● **Task objective**
Please return all of the entries below exactly as they are written.

● **Given data**
PR #531, opened 2024-06-09
created classes related to aquapark

Timur5050:


app/main.py
```diff
@@ -2,24 +2,68 @@
...
+        self.protected_field = "_" + name
+
+    def __get__(self, instance: any, owner: any) -> int:
+        return getattr(instance, self.protected_field)
+
+    def __set__(self, instance: any, value: any) -> None:
+        if self.min_amount <= value <= self.max_amount:
+            setattr(instance, self.protected_field, value)
+        else:
+            setattr(instance, self.protected_field, None)
```
viktoria-rybenchuk: Raising a `ValueError` makes it explicit that the value provided is invalid.

app/main.py
```diff
@@ -2,24 +2,68 @@
...
+            age=visitor.age,
+            height=visitor.height,
+            weight=visitor.weight
+        )
+        if (visitor_result.age
+                and visitor_result.weight
+                and visitor_result.height):
+            return True
+
+        return False
```
viktoria-rybenchuk: You can catch the ValueError here with the help of construction `try-except`

viktoria-rybenchuk (changes requested):

app/main.py
```diff
@@ -2,24 +2,66 @@
...
+    def __set_name__(self, owner: any, name: any) -> None:
+        self.protected_field = "_" + name
+
+    def __get__(self, instance: any, owner: any) -> int:
+        return getattr(instance, self.protected_field)
+
+    def __set__(self, instance: any, value: any) -> None:
+        if self.min_amount <= value <= self.max_amount:
+            setattr(instance, self.protected_field, value)
+        else:
```
viktoria-rybenchuk: you can check if the value not in the range and then raise ValueError, otherwise set attribute then you avoid using else.
Add descriptive error message to the `ValueError`

viktoria-rybenchuk (changes requested):

viktoria-rybenchuk (approved):
Great job!

PR #540, opened 2024-07-02
Add solution

MRozdoba:


app/main.py
```diff
@@ -1,25 +1,72 @@
...
+        self.protected_name = "_" + name
+
+    def __get__(self, instance: Any, owner: Any) -> int:
+        return getattr(instance, self.protected_name)
+
+    def __set__(self, instance: Any, value: int) -> None:
+        if not isinstance(value, int):
+            raise TypeError("Value should be an integer")
+        if not self.min_amount <= value <= self.max_amount:
+            setattr(instance, self.protected_name, "access denied")
```
viktoria-rybenchuk: If there is an incorrect value, you should raise an error without setting the attribute

app/main.py
```diff
@@ -1,25 +1,72 @@
...
+            )
+        else:
+            permission = ChildrenSlideLimitationValidator(
+                visitor.age, visitor.weight, visitor.height
+            )
+        if (
+                permission.weight == "access denied"
+                or permission.height == "access denied"
+                or permission.age == "access denied"
+        ):
```
viktoria-rybenchuk: you can create permission by passing attributes to the `self.limitation_class`
and write this logic by using [`try-except`](https://www.w3schools.com/python/python_try_except.asp) construction, when you have caught the error then return False, else True

viktoria-rybenchuk (changes requested):

app/main.py
```diff
@@ -1,25 +1,62 @@
...
 class AdultSlideLimitationValidator(SlideLimitationValidator):
-    pass
+    age = IntegerRange(14, 60)
+    height = IntegerRange(120, 220)
+    weight = IntegerRange(50, 120)
 
 
 class Slide:
-    pass
+    def __init__(self, name: str, limitation_class: type) -> None:
```
Dimosphen1: You should indicate in the type annotation that you expect to obtain a subclass of `SlideLimitationValidator` class here
```suggestion
    def __init__(self, name: str, limitation_class: type[SlideLimitationValidator]) -> None:
```

app/main.py
```diff
@@ -1,25 +1,62 @@
...
+        self.name = name
+        self.limitation_class = limitation_class
+
+    def can_access(self, visitor: Visitor) -> bool:
+        try:
+            self.limitation_class(visitor.age, visitor.weight, visitor.height)
+        except ValueError:
+            return False
+        else:
```
Dimosphen1: You could omit using `else` here

app/main.py
```diff
@@ -1,25 +1,62 @@
...
 class Slide:
-    pass
+    def __init__(self, name: str, limitation_class: type) -> None:
+        self.name = name
+        self.limitation_class = limitation_class
+
+    def can_access(self, visitor: Visitor) -> bool:
+        try:
+            self.limitation_class(visitor.age, visitor.weight, visitor.height)
+        except ValueError:
```
Dimosphen1: Since you raise `TypeError` as well, catch it in this `except` statement along with `ValueError`

Dimosphen1 (changes requested):

app/main.py
```diff
@@ -1,25 +1,69 @@
...
+from typing import Any
 
 
 class IntegerRange:
-    pass
+    def __init__(self, min_amount: int, max_amount: int) -> None:
+        self.min_amount = min_amount
+        self.max_amount = max_amount
+
+    def __set_name__(self, owner: Any, name: str) -> None:
```
pavlopro: Please set `object ` as type annotation instead of Any

app/main.py
pavlopro:
```
      print("Access denied or incorrect data provided")
      return False
```

pavlopro (changes requested):

Dimosphen1 (approved):
LGTM, well done!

● **Result of the exercise**
PR #531, opened 2024-06-09
created classes related to aquapark

Timur5050:


app/main.py
```diff
@@ -2,24 +2,68 @@
...
+        self.protected_field = "_" + name
+
+    def __get__(self, instance: any, owner: any) -> int:
+        return getattr(instance, self.protected_field)
+
+    def __set__(self, instance: any, value: any) -> None:
+        if self.min_amount <= value <= self.max_amount:
+            setattr(instance, self.protected_field, value)
+        else:
+            setattr(instance, self.protected_field, None)
```
viktoria-rybenchuk: Raising a `ValueError` makes it explicit that the value provided is invalid.

app/main.py
```diff
@@ -2,24 +2,68 @@
...
+            age=visitor.age,
+            height=visitor.height,
+            weight=visitor.weight
+        )
+        if (visitor_result.age
+                and visitor_result.weight
+                and visitor_result.height):
+            return True
+
+        return False
```
viktoria-rybenchuk: You can catch the ValueError here with the help of construction `try-except`

viktoria-rybenchuk (changes requested):

app/main.py
```diff
@@ -2,24 +2,66 @@
...
+    def __set_name__(self, owner: any, name: any) -> None:
+        self.protected_field = "_" + name
+
+    def __get__(self, instance: any, owner: any) -> int:
+        return getattr(instance, self.protected_field)
+
+    def __set__(self, instance: any, value: any) -> None:
+        if self.min_amount <= value <= self.max_amount:
+            setattr(instance, self.protected_field, value)
+        else:
```
viktoria-rybenchuk: you can check if the value not in the range and then raise ValueError, otherwise set attribute then you avoid using else.
Add descriptive error message to the `ValueError`

viktoria-rybenchuk (changes requested):

viktoria-rybenchuk (approved):
Great job!

PR #540, opened 2024-07-02
Add solution

MRozdoba:


app/main.py
```diff
@@ -1,25 +1,72 @@
...
+        self.protected_name = "_" + name
+
+    def __get__(self, instance: Any, owner: Any) -> int:
+        return getattr(instance, self.protected_name)
+
+    def __set__(self, instance: Any, value: int) -> None:
+        if not isinstance(value, int):
+            raise TypeError("Value should be an integer")
+        if not self.min_amount <= value <= self.max_amount:
+            setattr(instance, self.protected_name, "access denied")
```
viktoria-rybenchuk: If there is an incorrect value, you should raise an error without setting the attribute

app/main.py
```diff
@@ -1,25 +1,72 @@
...
+            )
+        else:
+            permission = ChildrenSlideLimitationValidator(
+                visitor.age, visitor.weight, visitor.height
+            )
+        if (
+                permission.weight == "access denied"
+                or permission.height == "access denied"
+                or permission.age == "access denied"
+        ):
```
viktoria-rybenchuk: you can create permission by passing attributes to the `self.limitation_class`
and write this logic by using [`try-except`](https://www.w3schools.com/python/python_try_except.asp) construction, when you have caught the error then return False, else True

viktoria-rybenchuk (changes requested):

app/main.py
```diff
@@ -1,25 +1,62 @@
...
 class AdultSlideLimitationValidator(SlideLimitationValidator):
-    pass
+    age = IntegerRange(14, 60)
+    height = IntegerRange(120, 220)
+    weight = IntegerRange(50, 120)
 
 
 class Slide:
-    pass
+    def __init__(self, name: str, limitation_class: type) -> None:
```
Dimosphen1: You should indicate in the type annotation that you expect to obtain a subclass of `SlideLimitationValidator` class here
```suggestion
    def __init__(self, name: str, limitation_class: type[SlideLimitationValidator]) -> None:
```

app/main.py
```diff
@@ -1,25 +1,62 @@
...
+        self.name = name
+        self.limitation_class = limitation_class
+
+    def can_access(self, visitor: Visitor) -> bool:
+        try:
+            self.limitation_class(visitor.age, visitor.weight, visitor.height)
+        except ValueError:
+            return False
+        else:
```
Dimosphen1: You could omit using `else` here

app/main.py
```diff
@@ -1,25 +1,62 @@
...
 class Slide:
-    pass
+    def __init__(self, name: str, limitation_class: type) -> None:
+        self.name = name
+        self.limitation_class = limitation_class
+
+    def can_access(self, visitor: Visitor) -> bool:
+        try:
+            self.limitation_class(visitor.age, visitor.weight, visitor.height)
+        except ValueError:
```
Dimosphen1: Since you raise `TypeError` as well, catch it in this `except` statement along with `ValueError`

Dimosphen1 (changes requested):

app/main.py
```diff
@@ -1,25 +1,69 @@
...
+from typing import Any
 
 
 class IntegerRange:
-    pass
+    def __init__(self, min_amount: int, max_amount: int) -> None:
+        self.min_amount = min_amount
+        self.max_amount = max_amount
+
+    def __set_name__(self, owner: Any, name: str) -> None:
```
pavlopro: Please set `object ` as type annotation instead of Any

app/main.py
pavlopro:
```
      print("Access denied or incorrect data provided")
      return False
```

pavlopro (changes requested):

Dimosphen1 (approved):
LGTM, well done!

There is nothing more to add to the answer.